PR #476, opened 2022-08-09
Fix create table statement string parsing

Aryex:
### Summary

Fixes #475 

`SchemaTools.inferExternalTableSchema` did not account for nested parenthesis in create-external-table string, thus failing. It should now be able to handle such cases. 

Added `StringParsingUtils` that contains general purpose parsing methods. For reviewing, start at `SchemaTools.inferExternalTableSchema()`

Tests are updated to include the failing cases.

### Related Issue

Close #475 

### Additional Reviewers

@alexey-temnikov 
@jonathanl-bq 
@jeremyp-bq 
@alexr-bq

PR #480, opened 2022-08-15
Release 3.3.2

Aryex:
### Summary

Patch release 3.3.2, include fixes for #476 

### Additional Reviewers

@alexey-temnikov 
@jeremyp-bq 
@alexr-bq 
@jonathanl-bq

### DIFF
--- a/README.md
+++ b/README.md
@@ -11,7 +11,7 @@
 [![license](https://img.shields.io/badge/license-Apache%202.0-orange.svg)](https://opensource.org/licenses/Apache-2.0)
 
 ![vertica-tested](https://img.shields.io/badge/Vertica%20Tested-10%20%7C%2011%20%7C%2012-blue)
-![spark-tested](https://img.shields.io/badge/Spark%20tested-3.0%20%7C%203.1%20%7C%203.2%20%7C%203.3-blue)
+![spark-tested](https://img.shields.io/badge/Spark%20Tested-3.0%20%7C%203.1%20%7C%203.2%20%7C%203.3-blue)
 
 This component acts as a bridge between Spark and Vertica, allowing the user to either retrieve data from Vertica for processing in Spark, or store processed data from Spark into Vertica.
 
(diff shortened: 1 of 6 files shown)


README.md
```diff
@@ -50,6 +53,11 @@ The methods for creating a spark cluster are documented [here](https://spark.apa
 
 Once you have a spark cluster, you can run such an application with spark-submit, including the connector jar.
 
+#### Spark compatibility
+
+The connector supports all Spark 3 releases. Our release numbers is of the major.minor.patch format, with the major 
+and minor numbers always matches that of the latest Spark 3 release.
+
```
jeremyp-bq, line 60: I don't think we need this as there is a section just above that states which versions we support and also in CONTRIBUTING.md.  Also, this seems to break up the sentence just above with the code snippet below.

README.md
```diff
@@ -10,6 +10,9 @@
 [![contributing](https://img.shields.io/badge/contributing-read-orange)](CONTRIBUTING.md)
 [![license](https://img.shields.io/badge/license-Apache%202.0-orange.svg)](https://opensource.org/licenses/Apache-2.0)
 
+![vertica-tested](https://img.shields.io/badge/Vertica%20Tested-10%20%7C%2011%7C%2012-blue)
+![spark-tested](https://img.shields.io/badge/Spark%20Tested-%3E%3D%203.0.0-blue)
```
jeremyp-bq, line 14: Need to be consistent with the versions and spacing (missing a space after the 11 in the Vertica versions).  I think the "|"-separated list of versions looks nicer and easier for customers to spot the version they use, but if we do use the ">=" instead we should do it for both Vertica and Spark versions.

README.md
Aryex: Removed. Versioning information is now only in contributing.

README.md
Aryex: updated to list out spark 3.0 3.1 etc

jeremyp-bq (approved):

PR #483, opened 2022-08-16
Update scala examples

Aryex:
### Summary

Some fixes to the scala example folder:
- Added a script for Kerberos example
- Fixed `submit-example.sh` with the correct jar name
- updated readme with procedure for using a modified connector jar

### Additional Reviewers
@jeremyp-bq 
@alexey-temnikov 
@alexr-bq 
@jonathanl-bq


examples/scala/src/main/scala/example/examples/BasicReadWriteExamples.scala
```diff
@@ -49,7 +49,7 @@ class BasicReadWriteExamples(spark: SparkSession) {
   /**
    * A simple example demonstrating how to write into Vertica, then read back the data in a dataframe.
    * */
-  def writeThenRead(): Unit = {
+  def writeThenReadWithHDFS(): Unit = {
```
jeremyp-bq, line 52: I think it is OK to leave it as writeThenRead as HDFS/Hadoop is the default case.  If you do rename it there are references in the README that also need to be updated.

Aryex: updated.

examples/scala/src/main/scala/example/Main.scala
```diff
@@ -22,6 +22,7 @@ object Main {
 
     // Define a Spark master here
     val spark = SparkSession.builder()
+      // .master("local[*]")
```
jeremyp-bq, line 25: Should we uncomment this or remove it?

Aryex: removed.

jeremyp-bq (approved):

PR #517, opened 2023-05-03
Parse build-args for empty values

### LINKED ISSUE #514: empty `build-arg` passthru is broken
The custom `--build-arg` splitter logic in the builder CLI doesn't properly preserve args with an empty value; they are conflated with args without a value. eg:

```
ansible-builder build --build-arg PKGMGR_PRESERVE_CACHE=
```

should force an empty value, but since the trailing `=` is dropped by the splitter logic (`BuildArgAction` in `cli.py`), once passed to the underlying build CLI, it leaves the existing value (if any) or enables it to come from the environment.

Need to update the splitter logic to support preserving empty strings, as well as only splitting on the first `=`.

### LINKED ISSUE #520: `--build-arg` eats embedded `=` in args
Sometimes it's necessary to embed `=` in the value side of a `build-arg`; the current `BuildArgAction` argparse action ignores everything after the first `=`. eg:

```
ansible-builder --build-arg 'PYTHON_CONFIG_SETTINGS=--config-setting=foo=bar'
```

`BuildArgAction` uses an unbounded `split`, but discards everything but the first item after the first `=`, so the case above gets passed to the builder as `--build-arg PYTHON_CONFIG_SETTINGS=--config-setting`.

It should probably just be using `partition` instead and passing along everything in the final element.

Akasurde:
* Split for first equal sign in build-args
* Honor empty values in build-args

fixes #514, fixes #520

### DIFF
--- a/src/ansible_builder/main.py
+++ b/src/ansible_builder/main.py
@@ -154,7 +154,9 @@ class AnsibleBuilder:
             command.extend(["-t", tag])
 
         for key, value in self.build_args.items():
-            if value:
+            if value == '':
+                build_arg = f"--build-arg={key}=''"
+            elif value:
                 build_arg = f"--build-arg={key}={value}"
             else:
                 build_arg = f"--build-arg={key}"
--- a/src/ansible_builder/main.py
+++ b/src/ansible_builder/main.py
@@ -154,9 +154,7 @@ class AnsibleBuilder:
             command.extend(["-t", tag])
 
         for key, value in self.build_args.items():
-            if value == '':
-                build_arg = f"--build-arg={key}=''"
-            elif value:
+            if value:
                 build_arg = f"--build-arg={key}={value}"
             else:
                 build_arg = f"--build-arg={key}"
--- a/test/integration/test_build.py
+++ b/test/integration/test_build.py
@@ -107,6 +107,16 @@ def test_build_args_basic(cli, runtime, ee_tag, tmp_path, data_dir):
 
 
 @pytest.mark.test_all_runtimes
+def test_build_args_empty_value(cli, runtime, ee_tag, tmp_path, data_dir):
+    bc = tmp_path
+    ee_def = data_dir / 'build_args' / 'execution-environment.yml'
+    result = cli(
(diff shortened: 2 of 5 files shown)


src/ansible_builder/main.py
```diff
@@ -154,7 +154,9 @@ def build_command(self):
             command.extend(["-t", tag])
 
         for key, value in self.build_args.items():
-            if value:
+            if value == '':
```
nitzmahone: This logic should be wrapped up inside the `BuildArgAction` below, and probably just use `partition` to split the string- if the last element has no value but the second element is `=`, you know you need to tack an `=` onto the end of the key.

Also, as a general rule, embedding empty quotes in something that's going to get round-tripped to another CLI is probably going to cause a lot more problems than it solves; just having a trailing `=` on the arg should be sufficient in this case.

test/integration/test_build.py
```diff
@@ -135,6 +135,16 @@ def test_build_args_basic(cli, runtime, ee_tag, tmp_path, data_dir):
     assert 'FOO=bar' in result.stdout
 
 
+@pytest.mark.test_all_runtimes
```
nitzmahone: We can probably cover this adequately with decent unit tests on either the CLI parser or maybe even just the `BuildArgsAction` itself- another dedicated integration test is incredibly expensive for this case.

nitzmahone (changes requested):

nitzmahone:
Can also probably fix #520 easily in this same PR while you're "in the neighborhood" :wink:

src/ansible_builder/main.py
nitzmahone: On further reflection, the placement here is fine, but we definitely don't want the `''` in the final command for that case (just `{key}=`). The logic should probably be more explicit though, as the YAML layer *could* technically provide an integer `0` value (the JSON schema might currently prevent it, but I don't know for sure), which would erroneously trigger the `else`. 

So probably just to be super safe have `BuildArgAction` provide a value of `None` for eg `--build-arg FOO`, `''` for `--build-arg FOO=` and of course the real value for anything else... Then the logic here should explicitly check for value being `None` and `''`, then the unqualified `else` case is the `{key}={value}` one.

nitzmahone (approved):

Shrews (approved):

PR #518, opened 2023-05-03
Update labeler and issue-labeler actions

Akasurde:
* Nodejs 12 is deprecated, use Nodejs 16


Akasurde:
FYI https://github.blog/changelog/2022-09-22-github-actions-all-actions-will-begin-running-on-node16-instead-of-node12/

nitzmahone (approved):

PR #521, opened 2023-05-04
Allow to set user value for the container image

### LINKED ISSUE #506: `USER root` vs `USER 1000`
When using ansible-builder, including v3, the user is set as root in the container.

When I looked at the config for the Execution Environment for AWX, I see they add a step at the end to set `USER 1000` which changes behavior inside of the container
https://github.com/ansible/awx-ee/blob/devel/execution-environment.yml

Is there a reason that ansible-builder runs as root and awx-ee runs as 1000? Is one more secure than the other or more "correct"?  I would have expected similar behavior from both.

Akasurde:
* Added options.user setting
* Updated documentation with an example
* Added unit tests

Fixes: #506

### DIFF
--- a/demo/execution-environment.yml
+++ b/demo/execution-environment.yml
@@ -9,7 +9,7 @@ images:
     # name: registry.access.redhat.com/ubi9/ubi:latest  # vanilla image!
 
 options:
-  user: 1001  # (optional) sets the username or UID
+  user: 1000  # (optional) sets the username or UID
 
 dependencies:
   python_interpreter:
--- a/demo/execution-environment.yml
+++ b/demo/execution-environment.yml
@@ -9,7 +9,7 @@ images:
     # name: registry.access.redhat.com/ubi9/ubi:latest  # vanilla image!
 
 options:
-  user: 1000  # (optional) sets the username or UID
+  user: '1000'  # (optional) sets the username or UID
 
 dependencies:
   python_interpreter:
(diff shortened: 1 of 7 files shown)


demo/execution-environment.yml
```diff
@@ -8,6 +8,9 @@ images:
     # name: registry.fedoraproject.org/fedora:38  # vanilla image!
     # name: registry.access.redhat.com/ubi9/ubi:latest  # vanilla image!
 
+options:
+    user: 1001  # (optional) sets the username or UID
```
shanemcd: This doesn't match the docs below.

nitzmahone (commented):
looking good; might want to add a usage of `options->user` to the `test/data/v3/complete` EE def and one of the associated `create` integration tests to validate the right `USER` directive appearance in the final image stage.

test/integration/test_create.py
```diff
@@ -394,3 +395,23 @@ def test_v3_no_workdir(cli, build_dir_and_ee_yml):
...
+          user: bob
+        """
+    )
+    cli(f'ansible-builder create -c {tmpdir} -f {eeyml} --output-filename Containerfile')
+
+    containerfile = tmpdir / "Containerfile"
+    assert containerfile.exists()
+    text = containerfile.read_text()
+
+    assert "USER bob" not in text
```
nitzmahone: I assume this should be:
```suggestion
    assert "USER bob" in text
```

nitzmahone (approved):

PR #524, opened 2023-05-05
Added missing underscore in target_scripts path

Akasurde:
* Without this project data files are not copied in the installation which are required.

### DIFF
--- a/setup.cfg
+++ b/setup.cfg
@@ -42,7 +42,7 @@ python_requires = >=3.9
 
 
 [options.package_data]
-ansible_builder.target_scripts =
+ansible_builder._target_scripts =
     *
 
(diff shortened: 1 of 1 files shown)


nitzmahone:
While testing this fix, it appears that this option is just ignored under *almost* all circumstances- the only way I could actually get it to break in a way where this option was actually consulted was when directly `pip install` ing a `git clone` with the `.git` dir removed. `python -m build`, and `pip install` with a GH ref archive or a functional git worktree all basically seem to ignore this option and package everything.

I don't see any harm to having it actually describe the right thing, but we may end up needing to go back to `MANIFEST.in` at some point anyway. :man_shrugging: 

Thanks!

### Prompt
Every line above that holds "another" counts once; state the total and nothing else.

### Reply
2